*Exercise*
Locate every line below that contains the word "tidy" and copy it.

╭──

PR #65, opened 2021-01-29
TL/UCP: knomial barrier

vspetrov:
## What
Adds recursive knomial barrier implementation

## How ?
Generic recursive knomial collective pattern is added into src/coll_patterns/
TL/UCP send recv are implemented using ucp tagged nbx api . Note the way requests are handled in TL/UCP: we don't store ucp requests anywhere but rather test task completions via send/recv completion callbacks and corresponding set of counters: task->send_posted,send_completed,recv_posted,recv_completed

TL/UCP tag layout is changed a bit: it now has 2 more fields "scope" and "scope_id". Whenever an upper layer (CL or CORE) allocates a TL team it passes down its "scope" - integer value that defines a scope: CL will use its CL_TYPE as scope, CORE may  define its scope as CL_TYPE_LAST+1. Secondly, for each "scope" several tl teams can be created. For example, hierarchical CL will create several tl teams on different hierarchy levels. Each time different "scope_id" will be provided by CL when creating a TL/team - this will make tag separation.

Thus TL UCP team will use 3 values to identify a team uniquely: core_level ucc team_id (so far not initialized - todo for next pr), scope and scop_id. 

Some preliminary perf data. Obtained with the osu_barrier (with ompi/coll/ucc layer prototype https://github.com/vspetrov/ompi/tree/coll_ucc)
Setup: 8 nodes, x86, CX6
```
ppn=1
--
nnodes | hcoll (flat,   radix 2) | tuned | ucc (radix 2)
-- | -- | -- | --
2 | 1.07 | 1 | 0.97
4 | 2.06 | 2.09 | 1.28
6 | 3.4 | 2.4 | 3.21
8 | 2.52 | 3.23 | 2.4
```

```
ppn=28
--
nnodes | hcoll (flat, radix 2) | tuned | ucc (radix 2) | ucc (radix 4)
2           | 15.32                     | 5.45   | 4.99              | 4.47
4           |  16.72                    | 6.42   | 6.58              | 6.3
6           | 17.2                       | 7.97   | 7.12              | 6.63
8           | 17.85                     | 8.36   | 8.64              | 7.1
```
hcoll and tuned numbers here are just for some base-line comparison. Note, however, that hcoll is launched in a "flat topo" mode, ie w/o hierarchy and it is not optimized for that at all. Tuned has its own selection of algorithms. The most fair comparison is ucc_radix2 vs tuned with ppn=8. There the both use recursive doubling barrier, and demonstrate identical perf (up to sys noise). So, coll/ucc adds close to 0 overhead even compared to the implementation directly on top of PML.

fo nnodes=8 ppn=28, you have 224 ranks. So for radix=2 you expect: send/recv from extra rand + 7 complete send-recv steps in the group of 128 ranks: 7 steps ~ 1us each, + 1 more recv in the beginning and send in the end ~0.8 us each . You end up with the estimate 8.5 us which is very close to what we see.

@manjugv this is the baseline estimation that we are not doing anything wrong in tl/ucp implementation.


src/components/tl/ucp/tl_ucp_sendrecv.h
```diff
@@ -0,0 +1,115 @@
...
+            ucp_request_cancel(UCC_TL_UCP_WORKER(team), ucp_status);    \
+            ucp_request_free(ucp_status);                               \
+            return UCC_ERR_NO_MESSAGE;                                  \
+        }                                                               \
+    } while(0)
+
+
+static inline ucc_status_t
+ucc_tl_ucp_send_nb(void *buffer, size_t msglen, ucs_memory_type_t mtype,
+                 int dest_group_rank, ucc_tl_ucp_team_t *team, uint32_t tag,
```
Sergei-Lebedev, line 55: Is tag argument needed? It's already there in task

src/components/tl/ucp/tl_ucp_sendrecv.h
```diff
@@ -0,0 +1,115 @@
...
+    if (UCC_OK != ucp_status) {
+        UCC_TL_UCP_CHECK_REQ_STATUS();
+        task->send_posted++;
+    }
+    return UCC_OK;
+}
+
+static inline ucc_status_t
+ucc_tl_ucp_recv_nb(void *buffer, size_t msglen, ucs_memory_type_t mtype,
+                 int dest_group_rank, ucc_tl_ucp_team_t *team, uint32_t tag,
```
Sergei-Lebedev, line 89: tag?

src/components/tl/ucp/tl_ucp_sendrecv.h
```diff
@@ -0,0 +1,115 @@
...
+                     ucs_status_string(UCS_PTR_STATUS(ucp_status)));    \
+            ucp_request_cancel(UCC_TL_UCP_WORKER(team), ucp_status);    \
+            ucp_request_free(ucp_status);                               \
+            return UCC_ERR_NO_MESSAGE;                                  \
+        }                                                               \
+    } while(0)
+
+
+static inline ucc_status_t
+ucc_tl_ucp_send_nb(void *buffer, size_t msglen, ucs_memory_type_t mtype,
```
Sergei-Lebedev, line 54: maybe change mtype from ucs_memory_type_t to ucc_memory_type_t and convert it here in-place? Otherwise we will have to convert it in algorithms

src/components/tl/ucp/tl_ucp_sendrecv.h
vspetrov: removed

src/components/tl/ucp/tl_ucp_sendrecv.h
vspetrov: 👍  did that

src/components/tl/ucp/tl_ucp.c
```diff
@@ -27,6 +29,16 @@ static ucs_config_field_t ucc_tl_ucp_context_config_table[] = {
      ucc_offsetof(ucc_tl_ucp_context_config_t, preconnect),
      UCC_CONFIG_TYPE_UINT},
 
+    {"NPOLLS", "10",
+     "Number of ucp progress polling cycles for p2p requests testing",
+     ucc_offsetof(ucc_tl_ucp_context_config_t, n_polls),
+     UCC_CONFIG_TYPE_UINT},
+
+    {"KN_BARRIER_RADIX", "4",
```
Sergei-Lebedev, line 37: I would suggest to follow some naming convention for parameters. For me it looks better something like
"COLLECTIVE_ALGORITHM_PARAMETER". For example BARRIER_KN_RADIX=4 and ALLTOALL_PAIRWISE_CHUNK=1 instead of KN_BARRIER_RADIX=4 and PAIRWISE_ALLTOALL_CHUNK=1

vspetrov: 👍

src/ucc/api/ucc.h
```diff
@@ -903,7 +903,7 @@ enum ucc_team_params_field {
     UCC_TEAM_PARAM_FIELD_OUTSTANDING_COLLS      = UCC_BIT(1),
     UCC_TEAM_PARAM_FIELD_EP                     = UCC_BIT(2),
     UCC_TEAM_PARAM_FIELD_EP_LIST                = UCC_BIT(3),
-    UCC_TEAM_PARAM_FIELD_EP_TYPE                = UCC_BIT(4),
+    UCC_TEAM_PARAM_FIELD_EP_RANGE               = UCC_BIT(4),
```
manjugv, line 906: ? I’m guessing it is because of naming consistency. If so, you might want to make params and attribs consistent.

src/components/base/ucc_base_iface.h
```diff
@@ -68,6 +68,14 @@ typedef struct ucc_base_context_iface {
...
 typedef struct ucc_base_team_params {
     ucc_team_params_t params;
+    int               scope; /* Scope that allocates the team. When TL team is created
+                                the scope would be a CL_TYPE. This provides a separation
+                                of teams created from different CLs with the same TL_TYPE */
+    int               scope_id; /* The id of the base_team in the specified scope. Use case:
+                                   a single CL team (e.g. basic) creates multiple TL teams
+                                   of the same type (e.g. several tl_ucp teams). In this
+                                   case CL would give those teams different scope_id. */
+    uint32_t          rank; /* Rank of a calling process in the TL/CL team */
```
manjugv, line 78: We use ep to mean a participant of the team externally. Do we want to call it team_ep instead of rank? Moving away from MPI kind of understand and constraints. I’m assuming this rank is unique to the team but not necessarily to the entire job.

src/components/tl/ucp/barrier/barrier_knomial.c
```diff
@@ -1,21 +1,150 @@
...
+
+        for (k = 1; k < radix; k++) {
+            peer = (myrank + k * radix_pow) % step_size +
+                   (myrank - myrank % step_size);
+            if (peer >= full_size)
+                continue;
+            ucc_tl_ucp_recv_nb(NULL, 0, UCC_MEMORY_TYPE_UNKNOWN, peer, team,
+                               task);
+        }
+        radix_pow *= radix;
```
manjugv, line 105: It seems like all sends/recvs from all phases are on the same task, is that correct?

Sergei-Lebedev (approved):

src/ucc/api/ucc.h
vspetrov: correct, will fix attribs as well

src/components/base/ucc_base_iface.h
vspetrov: it is internal interface, and this value is exactly "rank", not endpoint. This has nothing to do with MPI. It is a uniq process identifier within a team (not job) but it has the property: it is always contig and in the rang [0, team_size). It is just convenient to call it rank. It is part of internal interface because we always need such a value to implement any meaningful algorithm (except for some dummy algs where everybody just send everything to some random endpoint). Externally EP is supposed to be used for alternative way of team creations but to write algorithms we need "rank". If user does not give us one, we need to generate it in the "core" and then pass down to cl/tl.

src/components/tl/ucp/barrier/barrier_knomial.c
vspetrov: correct. we touched upon this several times long ago. basically we defined tasks and schedules. From that point, it is up to CL/TL to put whatever logic they want into a TASK. In TL/UCP we put "collective primitives" into task - ie, complete implementation of a collective over a tl_ucp_team is a task. This way we don't need to generate long schedules, allocate multiple task objects and move all this through the progress queue engine. There is an alternative: build schedule and move algorithm steps via progress_queue. This would be "event_driven" approach, aka, ucg-like. It is just another approach with its pros/cons. This could be another TL implementation if at some point we will see benefit from this.

manjugv: Right. With the infrastructure, it seems very straightforward to write algorithms in both approaches.

src/components/base/ucc_base_iface.h
manjugv: Can you please add "It is a uniq process identifier within a team (not job) but it has the property: it is always contig and in the rang [0, team_size). " to the documentation? It might be useful for readers.

manjugv (approved):

src/components/base/ucc_base_iface.h
vspetrov: manju, do you mean internal comment in the code? it is not part of the public api.

manjugv: Internal. Right next to the structure.

bureddy (approved):

src/components/base/ucc_base_iface.h
vspetrov: added

PR #66, opened 2021-02-02
CORE: properly init b_params for cl/tl_ctx_creat

vspetrov:
## What
estimated_num_eps/ppn were uninitialized and let to bugs in ucp init.

## Why ?
BugFix (found with gtest + valgrind)

### DIFF
--- a/src/core/ucc_context.c
+++ b/src/core/ucc_context.c
@@ -204,12 +204,12 @@ static inline void ucc_copy_context_params(ucc_context_params_t *dst,
 }
 
 static ucc_status_t ucc_create_tl_contexts(ucc_context_t *ctx,
-                                           ucc_context_config_t *ctx_config)
+                                           ucc_context_config_t *ctx_config,
+                                           ucc_base_context_params_t b_params)
 {
     ucc_lib_info_t *lib = ctx->lib;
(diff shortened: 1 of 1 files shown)


src/core/ucc_context.c
```diff
@@ -275,8 +271,12 @@ ucc_status_t ucc_context_create(ucc_lib_h lib,
     ctx->lib = lib;
     ucc_copy_context_params(&ctx->params, params);
     ucc_copy_context_params(&b_params.params, params);
-    b_params.context = ctx;
-    status = ucc_create_tl_contexts(ctx, config);
+    b_params.context           = ctx;
+    b_params.estimated_num_eps = 0; //TODO
```
manjugv, line 275: Eventually, how do you expect it to be filled?

manjugv (approved):

src/core/ucc_context.c
vspetrov: We can:
* get it from runtime via context_config_modify (first and simplest solution)
* compute inside libucc using oob if provided (e.g., if we build local info for hierarchies, it will be there)

Sergei-Lebedev (approved):

PR #67, opened 2021-02-03
CORE: update memory type detection in CUDA memory component 

SeyedMir:
## What
Update memory type detection in CUDA memory component  

## Why ?
cudaMemoryTypeUnregistered is a catchall category for any pointer CUDA doesn't know about. We also need to check for possible errors.

### DIFF
--- a/src/components/mc/cuda/mc_cuda.c
+++ b/src/components/mc/cuda/mc_cuda.c
@@ -70,7 +70,6 @@ static ucc_status_t ucc_mc_cuda_mem_type(const void *ptr,
 
 #if CUDART_VERSION >= 10000
     switch (attr.type) {
-    case cudaMemoryTypeUnregistered:
     case cudaMemoryTypeHost:
         *mem_type = UCC_MEMORY_TYPE_HOST;
         break;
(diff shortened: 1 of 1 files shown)


SeyedMir:
According to CUDA docs, cudaPointerGetAttributes() might fail.
https://docs.nvidia.com/cuda/cuda-runtime-api/group__CUDART__UNIFIED.html#group__CUDART__UNIFIED_1gd89830e17d399c064a2f3c3fa8bb4390

cudaErrorInvalidValue means the pointer is not recognized by CUDA, but any other error return value would mean cudaPointerGetAttributes() failed.

Sergei-Lebedev:
@SeyedMir follow up WG discussion, I agree with changing return status for the case when cudaPointerGetAttributes returns  cudaMemoryTypeUnregistered but I'm not sure that ucc_mc_type should return error if one of its mc failed. I think we can just print error "failed to query CUDA for mem type" but return UCC_ERR_NOT_SUPPORTED

SeyedMir:
@Sergei-Lebedev OK, agreed. I updated the PR accordingly.

Sergei-Lebedev (approved):

vspetrov (approved):

alex--m (approved):

PR #69, opened 2021-02-09
CORE: vector reduction

Sergei-Lebedev:
## What
Adding reduction implementation for cpu and cuda components

## How ?
CPU component: simple loop.
CUDA component: bunch of kernels for different reduction operations, each kernel is a template function.


src/components/mc/cuda/kernel/mc_cuda_reduce.cu
```diff
@@ -0,0 +1,168 @@
...
+                                size_t count, ucc_datatype_t dt,
+                                ucc_reduction_op_t op)
+{
+    int th;
+    unsigned long bk;
+    cudaStream_t stream;
+
+    stream = ucc_mc_cuda.stream;
+    th = MC_CUDA_CONFIG->reduce_num_threads;
+    bk = (count + th - 1)/th;
```
vspetrov, line 135: just for my understanding: if user does not set required number of blocks, are we trying to get as many blocks as it is needed to have 1 op per thread ? Ie, total number of threads == count ?

src/components/mc/cuda/kernel/mc_cuda_reduce.cu
```diff
@@ -0,0 +1,168 @@
...
+            break;
+        case UCC_DT_FLOAT64:
+            ucc_assert(8 == sizeof(double));
+            DT_REDUCE_FLOAT(double, op, src1, src2, dst, count, stream, th, bk);
+            break;
+        default:
+            mc_error(&ucc_mc_cuda.super, "unsupported reduction type (%d)", dt);
+            return UCC_ERR_NOT_SUPPORTED;
+    }
+    CUDACHECK(cudaStreamSynchronize(stream));
```
vspetrov, line 162: maybe we need a split interface: reduce_nb + sync? can we try implementing overlap if we have such a nb reduce ?

src/core/ucc_mc.c
```diff
@@ -11,6 +11,15 @@
 
 static const ucc_mc_ops_t *mc_ops[UCC_MEMORY_TYPE_LAST];
 
+#define UCC_CHECK_MC_AVAILABLE(mc)                                             \
+    do {                                                                       \
+        if (NULL == mc_ops[mc]) {                                              \
+            ucc_error("no components supported memory type %s available",      \
```
vspetrov, line 17: minor: "no components supporting memory type %s are available"

src/core/ucc_mc.c
```diff
@@ -86,40 +96,22 @@ ucc_status_t ucc_mc_type(const void *ptr, ucc_memory_type_t *mem_type)
...
-
-    if (NULL == mc_ops[mem_type]) {
-        ucc_error("no components supported memory type %s available",
-                  ucc_memory_type_names[mem_type]);
-        return UCC_ERR_NOT_SUPPORTED;
-    }
-    status = mc_ops[mem_type]->mem_free(ptr);
-
-    return status;
+    UCC_CHECK_MC_AVAILABLE(mem_type);
```
vspetrov, line 113: do we need the check here? assert maybe is enough. if you call free this means you already succeeded allocating the ptr of this mem_type, so component should be available.

vspetrov (approved):

src/components/mc/cuda/kernel/mc_cuda_reduce.cu
Sergei-Lebedev: i think it can be useful. What reduce_nb should return? Some kind of request probably. What will return cpu reduce?

src/components/mc/cuda/kernel/mc_cuda_reduce.cu
Sergei-Lebedev: correct

manjugv (approved):

PR #70, opened 2021-02-09
TEST: fix clang-tidy warnings

Sergei-Lebedev:
## What
Fixes clang-tidy warnings

## How ?
Some functions are marked with NOLINT to suppress warnings because those functions are not fully implemented or not implemented at all

### DIFF
--- a/src/components/mc/cpu/mc_cpu.c
+++ b/src/components/mc/cpu/mc_cpu.c
@@ -42,6 +42,9 @@ static ucc_status_t ucc_mc_cpu_mem_free(void *ptr)
 static ucc_status_t ucc_mc_cpu_mem_type(const void *ptr,
                                         ucc_memory_type_t *mem_type)
 {
+    if (ptr == NULL) {
+        *mem_type = UCC_MEMORY_TYPE_HOST;
+    }
     /* not supposed to be used */
     mc_error(&ucc_mc_cpu.super, "host memory component shouldn't be used for"
                                 "mem type detection");
--- a/src/utils/ucc_class.h
+++ b/src/utils/ucc_class.h
@@ -55,6 +55,15 @@
         }                                                                      \
     }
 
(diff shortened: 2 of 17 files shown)


src/components/mc/cpu/mc_cpu.c
```diff
@@ -42,6 +42,9 @@ static ucc_status_t ucc_mc_cpu_mem_free(void *ptr)
 static ucc_status_t ucc_mc_cpu_mem_type(const void *ptr,
                                         ucc_memory_type_t *mem_type)
 {
+    if (ptr == NULL) {
```
vspetrov, line 45: i'm not sure about this one. mem_type check is in the critical path. you are checking one more branch just to silence the warning. It is user responsibility to pass proper pointers. Maybe just suppress with NOLINT here as well.

src/utils/ucc_class.h
```diff
@@ -55,6 +55,15 @@
         }                                                                      \
     }
 
+#define UCC_CLASS_CALL_BASE_INIT()                                             \
+    {                                                                          \
```
vspetrov, line 59: why double {} ?

vspetrov (approved):

src/components/mc/cpu/mc_cpu.c
Sergei-Lebedev: It doesn't matter because this function is not used, we can remove it.

src/utils/ucc_class.h
Sergei-Lebedev: just follows UCC_CLASS_CALL_SUPER_INIT style

src/components/mc/cpu/mc_cpu.c
vspetrov: 👍

alex--m (approved):

manjugv (approved):

PR #337, opened 2021-11-03
BUILD: fix clang tidy warnings

Sergei-Lebedev:
## What
Fixing following clang-tidy warnings

-  allreduce/allreduce_rab.c: 100:5: warning: 3rd function call argument is an uninitialized value [clang-analyzer-core.CallAndMessage]
- scatter/scatter_knomial.c:61:28:  warning: Value stored to 'sbuf' during its initialization is never read [clang-analyzer-deadcode.DeadStores]
- core/ucc_coll.c:314:56: warning: parameter 'ev' is unused [misc-unused-parameters]
- coll_score/ucc_coll_score.c:123:9: warning: Potential memory leak [clang-analyzer-unix.Malloc]

### DIFF
--- a/src/coll_score/ucc_coll_score.c
+++ b/src/coll_score/ucc_coll_score.c
@@ -119,8 +119,9 @@ static ucc_status_t ucc_fallback_alloc(ucc_score_t              score,
 
     fb = ucc_malloc(sizeof(*fb), "fallback");
     if (ucc_unlikely(!fb)) {
+        ucc_error("failed to allocate %zd bytes for fallback",
+                  sizeof(ucc_coll_entry_t));
         *_fb = NULL;
-        ucc_error("failed to allocate %zd bytes for fallback", sizeof(*fb));
         return UCC_ERR_NO_MEMORY;
     }
     fb->score = score;
@@ -140,6 +141,7 @@ static inline void ucc_fallback_insert(ucc_list_link_t  *list,
     ucc_list_for_each(f, list, list_elem) {
         if (fb->score == f->score && fb->init == f->init &&
             fb->team == f->team) {
+            ucc_free(fb);
             /* same fallback: skip */
             return;
         }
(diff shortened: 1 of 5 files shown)


src/components/cl/hier/allreduce/allreduce_rab.c
```diff
@@ -54,6 +54,11 @@ UCC_CL_HIER_PROFILE_FUNC(ucc_status_t, ucc_cl_hier_allreduce_rab_init,
         goto out;
     }
 
+    if (!SBGP_ENABLED(cl_team, NODE) && !SBGP_ENABLED(cl_team, NODE_LEADERS)) {
```
vspetrov, line 57: this cannot happen - it is rather ucc_assert. Either of those SBGP must be enabled.

Sergei-Lebedev: I know, it's just to suppress warning. ucc_assert will not work because it's no op for release build

vspetrov: can we do smth with NOLINT tricks ?

Sergei-Lebedev: updated, is it better now?

src/coll_score/ucc_coll_score.c
```diff
@@ -131,7 +132,8 @@ static ucc_status_t ucc_fallback_alloc(ucc_score_t              score,
 }
 
 static inline void ucc_fallback_insert(ucc_list_link_t  *list,
-                                       ucc_coll_entry_t *fb)
+                                       ucc_coll_entry_t *fb,
+                                       int free_fb)
```
bureddy, line 136: seems always called with free_fb = 1. is it needed?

╰──

*Response area*
TEST: fix clang-tidy warnings
Fixes clang-tidy warnings
BUILD: fix clang tidy warnings
Fixing following clang-tidy warnings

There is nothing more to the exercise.